Chaudhri Shujaat Hussain's election as chief of the new party in no way disabuses the notion that the PML will continue to be a hand-maiden of the landed aristocracy.
It has always been so, notwithstanding the fact that the vagaries of politics once made a non-feudal retired field marshal its head. There is one more phenomenon peculiar to the PML: every military dictator uses its name to gather loyalists around him and to create a parliamentary majority.
Ayub Khan created the Convention Muslim League and joined it. Ziaul Haq remained in uniform throughout his eleven-year rule, but he created a Muslim League in a house that had been elected on a non-party basis.
Once Mr Junejo was sacked and Ziaul Haq was gone, the PML again broke up into several factions.

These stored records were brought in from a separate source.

PR #1423, opened 2026-09-15
ardec - Technical Training

Rutradc:


estate/models/__init__.py
```diff
@@ -0,0 +1 @@
+from . import estate_property, estate_property_type, estate_property_tag, estate_property_offer
```
lost-odoo: We usually tend to separate them on different lines, so when we add an import, we do not change git history on something we did not really change

estate/models/estate_property.py
```diff
@@ -0,0 +1,101 @@
+from odoo.exceptions import UserError, ValidationError
+from odoo.tools import float_compare, float_is_zero
+
+from odoo import api, fields, models
```
lost-odoo: For imports, we usually try to separate and order them in different categories.
1- Simple imports (import datetime)
2- From imports from external modules (from datetime import ....)
3- Odoo imports

And inside each of those categories we try to order them in alphabetical order

estate/models/estate_property.py
```diff
@@ -0,0 +1,101 @@
...
+
+
+class EstateProperty(models.Model):
+    _name = "estate.property"
+    _description = "Estate property informations"
```
lost-odoo: A good convention is to use single quotes for technical strings, and double for user interfaced strings. Basically _name would be single and _description double. 

This applies everywhere :)

estate/models/estate_property.py
```diff
@@ -0,0 +1,101 @@
...
+
+    name = fields.Char(required=True, string="Title")
+    description = fields.Text()
+    postcode = fields.Char()
+    date_availability = fields.Date(copy=False, default=fields.Date.add(fields.Date.today(), months=3), string="Available From")
```
lost-odoo: You should use a lambda function for your default otherwise the default would be static and set up when the server starts not everytime we create a new record.

estate/models/estate_property.py
```diff
@@ -0,0 +1,101 @@
...
+            ('new', 'New'),
+            ('offer_received', 'Offer Received'),
+            ('offer_accepted', 'Offer Accepted'),
+            ('sold', 'Sold'),
+            ('cancelled', 'Cancelled'),
+        ],
+        required=True,
+        default='new',
+    )
+    property_type_id = fields.Many2one("estate.property.type", string="Property Type")
```
lost-odoo: Try to always name your parameter so it is easier to read.

estate/models/estate_property.py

President Pervez Musharraf still wears a uniform, but some observers see a link between a unified PML and the end of the year when the general is supposed to lay down his uniform.
The question whether or not he will join the PML belongs to the realm of speculation, but it is obvious that in either case, the PML will remain what it is - a conglomerate brought together by the expediencies of power politics.
As on previous occasions, so also now, one would be hard pressed to find a principle behind the merger. PML factions have invariably revolved round personalities, not principles.
As a consequence, when they unite they do so for reasons of expediency. For the people it matters little if some MNAs flock together to form a party or a grouping of parties or factions serve as a convenient platform for some power-seekers.
Even though the party that led the movement for Pakistan, the PML lost the moral high ground once the Quaid-i-Azam passed away, and it never recovered from the shock of the assassination of Liaquat Ali Khan.
Since then it has been a party of political opportunists and carpetbaggers. Consequently, it has failed to develop roots among the masses. On the other hand, many other parties that played no role in the Pakistan Movement or which were formed in the post-independence period have done better in terms of a rapport with the masses.
Yet, while the larger unity of the PML factions must be welcomed for larger-term political and democratic reasons, those controlling the destiny of the new League should do some serious thinking.
An artificial union imposed from above or formed for reasons of expediency does not last long. What can ensure a better future for the PML is politics based on principles, dedication to democratic norms, and policies that would help improve the lot of the common citizen.